PR #260, opened 2024-04-03
WIP - ARCH-2065 - Skip update-deployment-board step

danielle-casella-adams:
Adding a way to skip the update-deployment-board step in the im-reusable-finish-deployment-workflow without creating a breaking change yet.  There are around 70 usages of this reusable workflow and about half of those rely on the default value being 1 for the `deployment-board-number` input which is why it's a little hacky with the -1.  If we prefer a different input like `skip-deployment-board-update` could be temporarily introduced and then removed with the rest of the update-deployment-board functionality.  I don't think this will be very long-lived whichever way we go.

I added a second step that spells out why the first step might be skipped just for a little bit of additional info that can clue users into the fact that skipping is now an option.  That step can be removed once we make the breaking change to remove all update-deployment-board functionality.

This was tested in 1UP:
- [Workflow that skips update-deployment-board by setting board number to -1](https://github.com/im-practices/1UP/actions/runs/8636144478/job/23679495959#step:7:2)
- [Workflow that uses update-deployment-board by setting board number to 2](https://github.com/im-practices/1UP/actions/runs/8637434840/job/23679601756#step:6:1)

Both of those deployments are choking on the create-github-deployment step (I think because of all the current github incidents) but the update-deployment-board is happy.

### DIFF
--- a/.github/workflows/im-reusable-finish-deployment-workflow.yml
+++ b/.github/workflows/im-reusable-finish-deployment-workflow.yml
@@ -13,8 +13,8 @@
 #      title-of-teams-post: 'Deploy ${{ needs.set-vars.outputs.AZ_APP_NAME }} ${{ inputs.tag }} to ${{ inputs.environment-or-target }}'
 #      post-status-in-deployment-notifications-channel: true
 #      timezone: america/denver
-#      deployment-board-number: 1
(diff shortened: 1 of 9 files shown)


mike-schenk (approved):
Love it!

PR #264, opened 2024-05-16
Update PR comment for next version to include link to the release build

ricardozv28:


.github/workflows/im-reusable-finish-build-workflow.yml
```diff
@@ -191,7 +191,7 @@ jobs:
 
             const nextVersionText = isMergeToMain ?
               `[Tag - ${nextVersion}](https://github.com/${orgAndRepo}/releases/tag/${nextVersion})` :
-              `Next Version - ${nextVersion}`;
+              `[Next Version - ${nextVersion}](https://github.com/${orgAndRepo}/releases/${nextVersion})`;
```
hpractv, line 194: I've done some research.  In the past the `im-open/git-version-lite` action made a tag and a release at the same time.  Now they're broken into two different actions.

`im-open/git-version-lite` now creates a version, the second, `im-open/create-release`, creates the release object.

Since this reusable workflow doesn't create a release, then it's not a good place to have a link to it.

hpractv: You could create summary output in `im-open/create-release` action for the link, since we know a release is created there.

hpractv (changes requested):

.github/workflows/im-reusable-finish-build-workflow.yml
mike-schenk: I don't understand why the ternary condition is the way it is. Why should it create a link to a release when `isMergeToMain` is true, but only output the version number _without_ a link when it's false?

Is it a safe assumption that `isMergeToMain == true` is an equivalent condition to "a version tag was pushed"?

On the other hand, is it a safe assumption that if `inputs.next-version` has a value, then a tag must have been pushed for it?

In my opinion, the latter assumption is more likely to be true. In that case, the whole conditional expression would need to be different, and possibly even the default value for the input should be different.

Maybe like:
```js
const nextVersionText = nextVersion === 'N/A' ?
  `Next Version - ${nextVersion}` :
  `[Tag - ${nextVersion}](https://github.com/${orgAndRepo}/releases/tag/${nextVersion})`;
```
Or if we change the default of the next-version input to a null or empty string:
```js
const nextVersionText = nextVersion ?
  'Next Version - N/A' :
  `[Tag - ${nextVersion}](https://github.com/${orgAndRepo}/releases/tag/${nextVersion})`;
```

PR #267, opened 2024-06-13
ARCH-2088 - +semver:breaking Changes for TechHub deployments

danielle-casella-adams:
- Remove deprecated inputs from the reusable finish deployment workflow
- Make techhub deployment related inputs required in the finish deployment workflow
- Update workflow templates to use latest reusable workflow versions (@v3) & modify inputs accordingly
- Update permissions in each of the "deploy" templates now that deployment-board permissions are no longer needed

### DIFF
--- a/workflow-templates/im-run-validate-deployed-terraform.yml
+++ b/workflow-templates/im-run-validate-deployed-terraform.yml
@@ -1,4 +1,4 @@
-# Workflow Code: ShinySQUIRREL_v25    DO NOT REMOVE
+# Workflow Code: ShinySQUIRREL_v26    DO NOT REMOVE
 # Purpose:
 #    Validates that the deployed terraform matches what is supposed to be deployed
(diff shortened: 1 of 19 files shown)


workflow-templates/im-run-validate-deployed-terraform.yml
```diff
@@ -67,6 +66,7 @@ jobs:
         working-directory: '${{ env.TF_WORKING_DIR }}'
 
     steps:
+      # TODO:  SWAT - Need a replacement for determining which release is the latest
```
danielle-casella-adams, line 69: Just a heads up, I left a TODO here because I think it's kind of an involved fix.  I looked at the way IFP did it and it seems like this could be simplified.  I'd like to work on a more streamlined solution before updating this file.  Maybe part of that is investigating whether this template is providing the value we want.

hpractv (approved):
👍🏽

PR #271, opened 2024-07-17
ARCH-2122 - Adding reusable workflow for validating catalog-info.yml

danielle-casella-adams:
The PR creates a new reusable workflow for validating catalog-info.yml files.  It has been incorporated into the workflow templates in two ways: as part of the CI build or as a standalone validation workflow.

To see it in action:
## pull_request
- [File changed and `only-validate-if-file-changed=true`](https://github.com/im-practices/1UP/actions/runs/9980832184/job/27583127036#step:5:42)
- [File did not change and `only-validate-if-file-changed=true`](https://github.com/im-practices/1UP/actions/runs/9980946516/job/27583481442#step:5:42)
- [File did not change but `only-validate-if-file-changed=false`](https://github.com/im-practices/1UP/actions/runs/9980956679/job/27583514148#step:5:42)

## push
- [File changed and `only-validate-if-file-changed=true`](https://github.com/im-practices/1UP/actions/runs/9980831829/job/27583126102#step:5:42)
- [File did not change and `only-validate-if-file-changed=true`](https://github.com/im-practices/1UP/actions/runs/9980946065/job/27583479851#step:5:42)
- [File did not change but `only-validate-if-file-changed=false`](https://github.com/im-practices/1UP/actions/runs/9980956182/job/27583512823#step:5:42)

The pull_request and push runs will be the same except for the step where it tries to create a PR comment.  That will obviously never run if it's not a pull_request trigger.

### DIFF
--- a/.github/workflows/im-reusable-validate-catalog-info.yml
+++ b/.github/workflows/im-reusable-validate-catalog-info.yml
@@ -1,0 +1,159 @@
+# The purpose of this reusable job is to validate the catalog-info.yml file
+# by optionally checking if the file changed in the PR, checking out the repo,
+# validating the catalog-info.yml file using im-open/validate-catalog-info-file
+# and optionally updating the PR comment with the validation results.
+
+# Example Usage in a repo's workflow:
+# jobs:
+#  validate-catalog-info:
+#    uses: im-practices/.github/.github/workflows/im-reusable-validate-catalog-info.yml@v3
+#    with:
+#      runs-on: im-linux
+#      filename: catalog-info.yml
+#      add-pr-comment: true
+#      only-validate-if-file-changed: true
+#      fail-validation-step-if-errors: true
+#      have-validation-step-generate-job-summary: true
+
+on:
+  workflow_call:
+    inputs:
+      runs-on:
+        description: 'The runner that this workflow will run on.'
+        type: string
+        required: false
+        default: 'im-linux'
+      filename:
+        description: |
+          The name of the catalog info file that contains TechHub entities.
+          For most cases this will be catalog-info.yml.
+        type: string
+        required: false
+        default: 'catalog-info.yml'
+      add-pr-comment:
+        description: |
+          THIS ONLY APPLIES IF THE TRIGGER IS PULL_REQUEST.
+          Flag indicating whether a PR comment should be made with the validation results.
+          By default this is true so a PR comment will be made each time the workflow runs.
+        type: boolean
+        required: false
+        default: true
+      only-validate-if-file-changed:
+        description: |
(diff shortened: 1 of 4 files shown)


.github/workflows/im-reusable-validate-catalog-info.yml
```diff
@@ -0,0 +1,159 @@
...
+      only-validate-if-file-changed:
+        description: |
+          THIS ONLY APPLIES IF THE TRIGGER IS PULL_REQUEST OR PULL.
+          Flag indicating whether the validation should happen on every run or just if the catalog-info.yml file changed.
+          This is set to false by default, so validation will happen on every run.
+          If the trigger is workflow_dispatch or schedule, false is an appropriate choice because validation should always run.
+          For a trigger like pull_request you may want to set this to true so validation only happens if the file changed.
+        type: boolean
+        required: false
+        default: false
```
danielle-casella-adams, line 50: I wanted to get other's thoughts on this flag (especially @mike-schenk).  Initially Mike indicated he wanted a smart reusable workflow that only ran if it needed to.

In this job though there are a lot of steps that have to run to determine if the validation steps in this job should run.  It currently has this optional flag that makes it so the validation steps only run if the catalog-info.yml file changed, but it has to do a number of steps to examine all the applicable conditions.  Since it's already doing that work, does it make sense to bail on the last two validation/reporting steps if the file didn't change?  Does this flag just introduce complexity?  Is it worth doing?  Would turning off the failures/job summary be enough in that case?

I made a new standalone template and updated im-build-dotnet-ci with another job so they both use this reusable workflow for validating catalog-info.yml.  Inside of the ci job it runs at the same time as the other jobs, so it definitely won't be the longest item.  I'm not sure if the selective validation is worth it since we're doing work in the reusable job to figure out if it should run.  In the standalone template, the sole point is to validate the catalog-info.yml on a scheduled basis, so it shouldn't ever skip those validation steps.

mike-schenk: Nah, I'd do the file change detection outside the reusable workflow then only invoke it conditionally.

I want to propose and promote a more efficient and comprehensive way to implement required status checks on PRs— using a singular PR-triggered workflow that just figures out which other workflows are applicable to call-out to, then fails only if any of them fail. It allows PRs that don't change anything significant to pass their required status check quickly so they can be merged without waiting for a whole battery of irrelevant tests and evaluations to run.

I've implemented something I'm pretty happy with in the funding-calculation repo, which I have just now extended to include your reusable workflow: https://github.com/im-funding/funding-calculation/pull/320

mike-schenk (approved):

PR #276, opened 2024-08-26
SRE-630 - Making terraform deploys runs-on specific to a region for SQL TF deploys

jsclifford:
* Making terraform deploys runs-on specific to a region for SQL TF deploys


danielle-casella-adams (approved):

mike-schenk:
The comments could stand to be more precise. The phrase "Managed SQL Server" could be confused.

The region-specific firewall limitation applies to both "Azure SQL Database" as well as "Azure SQL Managed Instance", but does _not_ apply to "SQL Server on Azure VMs".

So, I think the term "Azure SQL" would be better than "Managed SQL Server".
image

PR #277, opened 2024-09-05
EN-23320 - Adding Teams action in reusable workflows

jsclifford:
* Adding Teams Notification custom-action as an input
* Adding version in Annotation for build reusable workflow.

### DIFF
--- a/.github/workflows/im-reusable-finish-build-workflow.yml
+++ b/.github/workflows/im-reusable-finish-build-workflow.yml
@@ -66,8 +66,17 @@ on:
         description: Additional PR comment content aside from workflow run and next version.
         required: false
         type: string
+      send-teams-notification:
+        description: Flag indicating whether to send a notification to the team's channel.  Expected `true` or `false`.
+        required: false
+        type: boolean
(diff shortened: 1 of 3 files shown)


jsclifford:
I have testing my branch on this workflow run and it is passing. https://github.com/im-enrollment/plan-loading/actions/runs/10726318332

.github/workflows/im-reusable-finish-build-workflow.yml
```diff
@@ -66,10 +66,19 @@ on:
         description: Additional PR comment content aside from workflow run and next version.
         required: false
         type: string
+      send-teams-notification:
+        description: Flag indicating whether to send a notification to the team's channel.  Expected `true` or `false`.
+        required: false
+        type: boolean
+        default: true
```
hpractv, line 73: Would having this default to true just throw an error for those teams that don't want to deploy to their teams channel, so they would have to specify `false`?

It's a negative feed back opt-in.

hpractv (approved):
👍🏽

PR #281, opened 2024-09-19
No longer require ms-teams-uri in finish deployment

danielle-casella-adams:
Make the ms-teams-uri inputs option since teams can no longer create new integrations.


hpractv (approved):
👍🏽

PR #282, opened 2024-09-19
Teams Check Fix

danielle-casella-adams:
Fix for the teams check. The `if` did not like the same syntax as the input or the js code above because `if` does not have access to the `secrets` context.
https://docs.github.com/en/actions/writing-workflows/choosing-what-your-workflow-does/accessing-contextual-information-about-workflow-runs#context-availability


hpractv (approved):
👍🏽

PR #283, opened 2024-10-14
SRE-208 - Updating workflow to output NEXT_RELEASE_VERSION.

jsclifford:
- Added outputs `NEXT_RELEASE_VERSION` and `NEXT_RELEASE_VERSION_NO_PREFIX`.  
- Updating to latest git-version-lite action

### DIFF
--- a/.github/workflows/im-reusable-setup-build-workflow.yml
+++ b/.github/workflows/im-reusable-setup-build-workflow.yml
@@ -64,14 +64,13 @@ on:
       NEXT_VERSION_NO_PREFIX:
         description: The next version calculated by git-version-lite without a prefix.
         value: ${{ jobs.setup-build-workflow.outputs.NEXT_VERSION_NO_PREFIX }}
-      NEXT_VERSION_NO_PRERELEASE:
-        description: The next version calculated by git-version-lite without a postfix.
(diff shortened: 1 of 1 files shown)


mike-schenk (changes requested):
I don't think we should be committing package.json version numbers to the repo since we determine version numbers during our builds. My reasons are basically the same as what's [documented by semantic-release here](https://semantic-release.gitbook.io/semantic-release/support/faq#why-is-the-package.jsons-version-not-updated-in-my-repository).

`start-project` is an example where the package version is not committed to source control: https://github.com/im-practices/start-project/blob/main/src/start-project/package.json

If there's another reason we need these outputs, I'll listen.

But regardless, I don't think it's worth running git-version-lite _twice_ every time this reusable workflow is used when a very small subset of usages need the extra output.

As an alternative, we could expand git-version-lite itself to output the additional values directly.

jsclifford:
Ok I will update the action to output both versions in git-version lite.

jsclifford:
I updated git-version-lite to output the bare versions.  https://github.com/im-open/git-version-lite/pull/49 please review.  Once merged I will update this workflow.

jsclifford:
@mike-schenk  please review pull request.  I have updated code per your request in your comments

mike-schenk (approved):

=-=-=

_What is expected_: Search the entries for "nextVersionText" and copy each matching line.

_Answer to this problem_:
             const nextVersionText = isMergeToMain ?
const nextVersionText = nextVersion === 'N/A' ?
const nextVersionText = nextVersion ?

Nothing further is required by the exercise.